Use a checklist to verify that you have fulfilled all the requirements to initiate disaster recovery or planned migration of the SDDC management applications and to complete the configuration of these applications.

Table 1. Checklist for Failover and Failback in an SDDC
Checklist Tasks
Activation and Assessment
  • Verify that the disaster failover or failback is required:
    • For example, an application failure might not be a cause for a failover or failback, while an extended region outage is a valid cause.
  • Plan for business continuity events such as scheduled building maintenance or the probability of a natural disaster.
  • Submit the required documentation for approval to the following roles:
    • IT management staff
    • CTO
    • Business users
    • Other stakeholders
Activation Logistics
  • Verify that all the required facilities and personnel are available for the complete duration of the disaster recovery process.
  • Verify that Site Recovery Manager is available in the recovery region.
  • Verify the replication status of the applications.
  • Verify the state of the NSX Edge nodes in the recovery region:
    • Verify that the NSX Edge nodes are available.
    • Verify that the IP addresses for the VXLAN backed networks are correct.
    • Verify that the application load balancer on the NSX Edge node is correctly configured according to the design.
    • Verify that the firewall on the NSX Edge node is correctly configured according to the design.
Communication, Initiation, and Failover or Failback Validation
  • In case of a planned migration:
    • Notify all stakeholders for the planned outage and the expected duration of the maintenance window.

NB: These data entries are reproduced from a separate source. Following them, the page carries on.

PR #1518, opened 2025-06-20
feat(Message): create `Message#getCommand` method

yvasyliev:
`Message#isCommand` felt lonely, so I added `Message#getCommand` for company


telegrambots-meta/src/main/java/org/telegram/telegrambots/meta/api/objects/message/Message.java
```diff
@@ -853,15 +865,18 @@ public boolean hasText() {
...
-        }
-        return false;
+        return getCommand() != null;
+    }
+
+    @JsonIgnore
+    public String getCommand() {
+        return Stream.ofNullable(entities)
+                .flatMap(Collection::stream)
+                .filter(entity -> entity != null && NumberUtils.INTEGER_ZERO.equals(entity.getOffset()))
```
rubenlagus: Don't think we need a whole new import to check a number vs 0

yvasyliev: There's nothing wrong with importing constants. It's a bad practice to use magic numbers.

yvasyliev:
Hi @rubenlagus 

1. I replaced the Stream block with plain `for` loop for slightly better performance.
2. `entity.offset` is an `Integer`, meaning just comparing it to `0` is not null-safe. Still `NumberUtils.INTEGER_ZERO` could be handy here (`commons-lang3` is already included into the project). I decided to put `Objects.equals(entity.getOffset(), 0)` instead of `entity.getOffset() != null && entity.getOffset() == 0` if that's fine.

Could you please review the PR?

telegrambots-meta/src/main/java/org/telegram/telegrambots/meta/api/objects/message/Message.java
```diff
@@ -956,15 +966,26 @@ public boolean hasText() {
...
-            for (MessageEntity entity : entities) {
-                if (entity != null && entity.getOffset() == 0 &&
-                        EntityType.BOTCOMMAND.equals(entity.getType())) {
-                    return true;
+        return getCommand() != null;
+    }
+
+    @JsonIgnore
+    public String getCommand() {
+        if (entities == null) {
```
rubenlagus: We should check for hasText a well

yvasyliev: Added text presence check

yvasyliev:
Hey @rubenlagus could you please review this PR? Thank you!

rubenlagus (approved):

yvasyliev:
The source branch is updated. Kindly requesting you to run the build again

rubenlagus (approved):

PR #522, opened 2023-10-03
KCRO-195 : As a user I want to update date from the Monster UI entry for Marketplace connector settings

manushiperera:
Previously it was unable to set `is_aio_cluster` configuration through `PATCH apps_store/marketplace` API. Now this configuration can be set by `PATCH apps_store/marketplace: {"action":"enable", "settings":["is_aio_cluster",…]}`. `settings` is an optional parameter.


src/modules/cb_apps_store.erl
```diff
@@ -431,6 +433,22 @@ patch_market_action(Context, ?MARKET_ACTION_API_URL) ->
     _ = appex_client_config:set_api_url(ApiUrl),
     crossbar_doc:handle_datamgr_success(appex_client_config:get_public_configs(), Context).
 
+may_be_enable_aio_cluster('undefined') ->
+    'ok';
+may_be_enable_aio_cluster(Settings) ->
+    case lists:member(<<"is_aio_cluster">>, Settings) of
```
icehess: Treat `Settings` as a JObj with a payload like this:

```json
{
    "action": "....",
    "settings": {
        "is_aio_cluster": boolean,
        "name": string
    }
}
```

src/modules/cb_apps_store.erl
```diff
@@ -400,11 +400,13 @@ patch(Context, ?MARKETPLACE) ->
 
 patch_market_action(Context, ?MARKET_ACTION_ENABLE) ->
     _ = appex_client_config:set_is_enabled('true'),
+    may_be_enable_aio_cluster(cb_context:req_value(Context, <<"settings">>)),
     maybe_restart_kazoo_appex(),
     crossbar_doc:handle_datamgr_success(appex_client_config:get_public_configs(), Context);
 patch_market_action(Context, ?MARKET_ACTION_DISABLE) ->
     %% don't stop kazoo_appex to let it clean out apps when they stop
     _ = appex_client_config:set_is_enabled('false'),
+    may_be_disable_aio_cluster(cb_context:req_value(Context, <<"settings">>)),
```
icehess: Instead of disable/enable function have a function which parses settings (if defined) and set the name or is_aio_cluster value if they present in the jobj.

Also call this function for these actions: enable/link/api_url/update. So the UI can set any of these values in those steps if needed.

icehess (changes requested):
Some notes about the shape of `settings` object.

Can you write a simple doc for this in `apps_store.md`? List of api endpoints and a sample request payload/response would be very nice.

src/modules/cb_apps_store.erl
manushiperera: Done

src/modules/cb_apps_store.erl
manushiperera: Done

icehess:
@manushiperera I did some refactoring, to explicitly handle what setting is local and what needs to be update in appex server. There is another core pr which is required by this PR: https://github.com/2600hz/kazoo-core/pull/726

I didn't test this code, please take a time an test this. Please review the new code and fix any CI issues if there is any. If you can also please proof read the doc, I usually have a lot of typos :))

doc/apps_store.md
```diff
@@ -488,3 +488,223 @@ curl -v -X DELETE \
...
+
+If the sysadmin decided to unlink their cluster from Marketplace, they can use this API to
+do so.
+
+Please note this won't stop the currently running apps that are fetched off marketplace.
+Also, your purchases in your Marketplace Account won't be affected and you are going to
+billed for them.
+
+
+### Setting Crossbar API URl
```
icehess: On second thought let's remove this, and instead of update UI to use the new update action.

src/modules/cb_apps_store.erl
```diff
@@ -421,37 +422,64 @@ patch_market_action(Context, ?MARKET_ACTION_UNLINK) ->
     case appex_client_client:unlink_cluster() of
         {'ok', _RespData} ->
             _ = appex_client_config:set_is_enabled('false'),
-            crossbar_doc:handle_datamgr_success(appex_client_config:get_public_configs(), Context);
+            send_marketplace_configs(Context);
         {'error', Error} ->
             cb_context:add_system_error(500, <<"appex_passthrough_error">>, Error, Context)
     end;
 patch_market_action(Context, ?MARKET_ACTION_API_URL) ->
```
icehess: On second thought let's remove this, and instead of update UI to use the new update action.

src/modules/cb_apps_store.erl
```diff
@@ -663,32 +691,40 @@ validate_market_action(Context, ?MARKET_ACTION_ENABLE) ->
...
-        'undefined' ->
-            Message = kz_json:from_list([{<<"message">>, <<"access_code is required but it is missing">>}]),
-            cb_context:add_validation_error(<<"access_code">>, <<"required">>, Message, Context);
-        _ ->
-            set_ctx_success(Context)
-    end;
+    validate_market_settings(Context, <<"access_code">>);
 validate_market_action(Context, ?MARKET_ACTION_UNLINK) ->
     set_ctx_success(Context);
 validate_market_action(Context, ?MARKET_ACTION_API_URL) ->
```
icehess: remove this.

icehess (changes requested):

    • At the scheduled time, initiate the failover or failback process.
  • In case of a failover or failback for disaster recovery:
    • Before initiating a failover or a failback, notify all stakeholders for the event.
  • After completing a failover or a failback:
    • Test applications availability.
    • Notify all stakeholders for the completed event.

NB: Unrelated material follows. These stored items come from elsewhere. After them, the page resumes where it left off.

PR #524, opened 2023-10-10
[5.3]-KCRO-197: whitelabeled/blacklisted apps breaks the app selector list

kdamas93:
Adjusting instructions for managing applications that come from the service plan
When a service plan has a whitelabeled/blacklisted application generates a break since the structure returned is not what was expected, this exception is adapted with the added changes
error reported :
https://2600hz-commercial.atlassian.net/browse/CAS-110


icehess (approved):

icehess:
master pr: https://github.com/2600hz/kazoo-crossbar/pull/523

PR #529, opened 2023-10-31
[5.3] KCRO-188: Update contact lists (#500)

kdamas93:
The purpose of this PR is to improve/adapt the current functionality of cb_list to be able to save contact lists depending on the needs, with these changes it will be possible to associate owner_id to the lists so that they can later be filtered by user.

With this owner_id permission, validation logic will be added, about who can access the lists.

Multiple entries can be associated to a list type document, each entry will be a contact list, to achieve this it is necessary to update the current schema (list_entry), the documentation and its respective accessors.

It is also necessary to perform a refactor on the current code because there are functions/calls that do not follow our current programming patterns.

https://github.com/2600hz/kazoo-crossbar/pull/500


Navoda626:
@kdamas93 Its better to include the related PRs in the description and please remove the `(#500)` which maybe the master PR reference from the heading

These changes match with the master PR and the changes looks good

manushiperera:
Hello @kdamas93, 
Can you please share the related PRs for the same?

manushiperera:
Related PRs 
https://github.com/2600hz/kazoo-core/pull/738
https://github.com/2600hz/kazoo-properly/pull/186

icehess:
Please do not merge yet. There are concerns about impact of these changes, for all branches, including master. The PR changed `list_entry` docs fields like `number` and `pattern` but the code in other repos are not updated to handle these changes.

jamesaimonetti:
@icehess are we any closer to resolving the issues of this PR (or the master variant)?

icehess:
There was a meeting a while ago about this with some new suggestions and clarifications, I think this API is going to change to the new spec and we just try to use the new list structure with anything used in callflow modules.

PR #540, opened 2023-12-04
AXS-133:  add a cb module to handle ui wrapper app routes

icehess:
Currently UI asset wrapper app uses Crossbar Custom Route to add their routes
to the Crossbar. But this needs a restart of crossbar to take effect.

It is not useful to sysadmin as they start any UI app wrapper from
Marketplace and they expect its assets be available from a currently running
crossbar without any interruption to API availability.

This adds a new module to crossbar to handle `/ui/[...]` routes and
calls the apps wrapper module if it is exists.

The first part of path immediately after `ui` is the name of UI
wrapper app. The rest is the path to assets itself.

`crossbar_ui_wrapper_handler` will register itself to `/ui/[...]` in
cowboy router, and upon its calling, checks the app has a specific
module to handle this route is loaded then upgrades to that module for
handling the request.

For example:

`/ui/monsterui_callflows/[...]` will init `crossbar_ui_wrapper_handler`
then it tries to upgrade the handler to `monsterui_callflows_cb_router`
module if it exists. if not 404 will be returned.


icehess:
Kazoo PRs:
- https://github.com/2600hz/kazoo-crossbar/pull/540
- https://github.com/2600hz/kazoo-crossbar/pull/542

Related Changes:
- https://github.com/2600hz/bluepak-generators/commit/43aa5715b4fb3c5554c6213bdf021d98a9368db6
- https://github.com/2600hz/appex-bluepak/commit/704308416672532a56feb75a69b035c0894c1741

src/crossbar_ui_wrapper_handler.erl
```diff
@@ -0,0 +1,90 @@
...
+    case get_app_name(PathInfo) of
+        'undefined' ->
+            not_found(Req, HandlerOpts);
+        {Module, NewPathInfo} ->
+            {?MODULE, Req#{path_info => NewPathInfo}, [{'module', Module}]}
+    end.
+
+-spec upgrade(cowboy_req:req(), cowboy_middleware:env(), any(), any()) -> {'ok', cowboy_req:req(), cowboy_middleware:env()}.
+upgrade(Req, Env, _Handler, HandlerOpts) ->
+    Module = proplists:get_value('module', HandlerOpts),
```
jamesaimonetti: eww proplists

PR #541, opened 2023-12-05
[master] KCRO-200: Extension Reassignment Error Leads to Unintended Overwrite

filipevarjao:
Steps to Reproduce the error:

1. User A unassigns their current extension.
2. User A attempts to assign themselves extension 1001, which is already in use by User B.
3. Upon saving, User A receives an error message, indicating the assignment process failed.
4. However, after refreshing the system, it is observed that User A has been assigned extension 1001.
5. Concurrently, User B, the original holder of extension 1001, no longer has this extension assigned.

When assigning the user's extension we ignore the vmbox uniqueness validation, it fails at vmbox level but we store it to the user document anyway, adding the validation.


icehess:
Any reasons why this was not done in `kzd_users:validate/3` instead? or why patch/put did not check for this?

`kzd_users:validate/3` is the best place to check for uniqueness of presence id. It also covers for both PUT/PATCH/POST

src/modules/cb_users.erl
```diff
@@ -251,9 +251,14 @@ validate_users(Context, ?HTTP_PUT) ->
 validate_user(Context, UserId, ?HTTP_GET) ->
     load_user(UserId, Context);
 validate_user(Context, UserId, ?HTTP_POST) ->
-    UserJObj = kzd_users:maybe_migrate_user_addresses(cb_context:req_data(Context)),
-    Context1 = load_user(UserId, cb_context:set_req_data(Context, UserJObj)),
-    validate_request(UserId, Context1);
+    NewContext = validate_request(UserId, Context),
```
jamesaimonetti, line 254: This PR seems unnecessary now, no? Why validate the request data, then modify the request data, then validate the request data again?

jamesaimonetti:
@filipevarjao is this PR needed now?

filipevarjao:
No more needed, we moved all verification to the core.

PR #543, opened 2023-12-19
AXS-134: filter out ui apps started from marketplace if its app is not running

icehess:
When Apps Store API or the new Applications API is returning the list of allowed or available apps, they should now check if the app is from Marketplace, and if yes they have to check whether its app is started or not.

This will make sure these APIs only returning the apps that are accessible and running in the system.


icehess:
PRs:
- master: https://github.com/2600hz/kazoo-crossbar/pull/543
- 5.3: https://github.com/2600hz/kazoo-crossbar/pull/544

Related changes:
- https://github.com/2600hz/bluepak-generators/commit/758f7dbddb535e39d8a52b880a782dd151348160

src/cb_apps_util.erl
```diff
@@ -849,3 +851,88 @@ app_whitelabel_doc_id_to_app_id(<<"app_whitelabel-", AppId/binary>>) ->
...
+maybe_remove_kappex_apps(_AppType, AccountId, UserId, AppsMap) ->
+    maybe_remove_kappex_apps(AccountId, UserId, AppsMap).
+
+%%------------------------------------------------------------------------------
+%% @doc Get a list of all running app across the whole cluster.
+%% @end
+%%------------------------------------------------------------------------------
+-spec get_kapps() -> kz_term:ne_binaries().
+get_kapps() ->
+    lists:usort(
```
jamesaimonetti: IMO this is too many nested actions; hard to reason about what's happening and in what order.

Simple refactoring made it more readable for me:
```erlang
    ZoneProperties = [kz_json:values(ZoneNode) || ZoneNode <- kz_json:values(kz_nodes:status_to_json())],
    NodeProperties = [kz_json:values(NodeType) || NodeType <- lists:append(ZoneProperties)],
    RunningKapps = [kz_json:get_list_value(<<"kapps">>, Node, [])
                    || Node <- lists:append(NodeProperties)
                   ],
    lists:usort(lists:append(RunningKapps)).
```

Its mostly capturing intermediate values into named variables to help the reader see what data is being operated on.

src/cb_apps_util.erl
```diff
@@ -849,3 +851,88 @@ app_whitelabel_doc_id_to_app_id(<<"app_whitelabel-", AppId/binary>>) ->
...
+%% will not be listed in available apps and makes MUI or Commland App loaders
+%% only show current running apps.
+%% @end
+%%------------------------------------------------------------------------------
+-spec maybe_remove_kappex_apps(kz_term:ne_binary(), kz_term:api_ne_binary(), apps_map()) -> apps_map().
+maybe_remove_kappex_apps(_AccountId, _UserId, AppsMap) ->
+    Kapps = get_kapps(),
+    maps:fold(fun (AppId, AppJObj, AppsMapAcc) ->
+                      IsFromKappex = kz_json:is_true(<<"from_kappex">>, AppJObj),
+                      case maybe_remove_kappex_app(Kapps, AppJObj, IsFromKappex) of
```
jamesaimonetti: Perhaps the function should be named `should_remove_kappex_app`? `maybe_*` functions typically evaluate a boolean condition and do the thing if the condition is true, while `should_*` generally means evaluate a condition and return the boolean().

src/cb_apps_util.erl
icehess: no fun nerding? :))

PR #544, opened 2023-12-19
[5.3] AXS-134: filter out ui apps started from marketplace if its app is not running

icehess:
When Apps Store API or the new Applications API is returning the list of allowed or available apps, they should now check if the app is from Marketplace, and if yes they have to check whether its app is started or not.

This will make sure these APIs only returning the apps that are accessible and running in the system.


icehess:
PRs:
- master: https://github.com/2600hz/kazoo-crossbar/pull/543
- 5.3: https://github.com/2600hz/kazoo-crossbar/pull/544

Related changes:
- https://github.com/2600hz/bluepak-generators/commit/758f7dbddb535e39d8a52b880a782dd151348160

Multiple Availability Zones If your environment consists of multiple availability zones, perform additional configuration for failback for disaster recovery:
  • In case of failback for disaster recovery in which Region B remains unavailable, the vSAN witness appliance is not available too. As a result, you might be unable to provision the vRealize Suite virtual machines in Region A according to the active vSAN storage policy. To enable the recovery of the vRealize Suite virtual machines, turn on the force-provisioning option in the storage policy.

  • In case of a planned migration in which Region A and Region B are still operational, the vSAN witness appliance is available and the active storage policy is satisfied.
Configuration After Failover or Failback In case of disaster recovery failover or failback, perform additional configuration:
  • Configure the NSX Controllers and the UDLR control VM to forward events to vRealize Log Insight in the recovery region.
  • Redirect the log data from the failed over or failed back applications to vRealize Log Insight in the recovery region.
  • Complete a post-recovery assessment:
    • Note which items worked and which did not work, and identify improvements that you can include in the recovery plan.